Provided material:
PR #302, opened 2024-03-22
github: disable tests on macos

ondrejbudai:
The tests are broken for weeks, probably due to broken podman store
on our macos runner. This already happened in the past and it always
requires a manual intervention to fix it.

Activity:
Copy out the material above in its entirety, exactly.

Task response:
PR #302, opened 2024-03-22
github: disable tests on macos

ondrejbudai:
The tests are broken for weeks, probably due to broken podman store
on our macos runner. This already happened in the past and it always
requires a manual intervention to fix it.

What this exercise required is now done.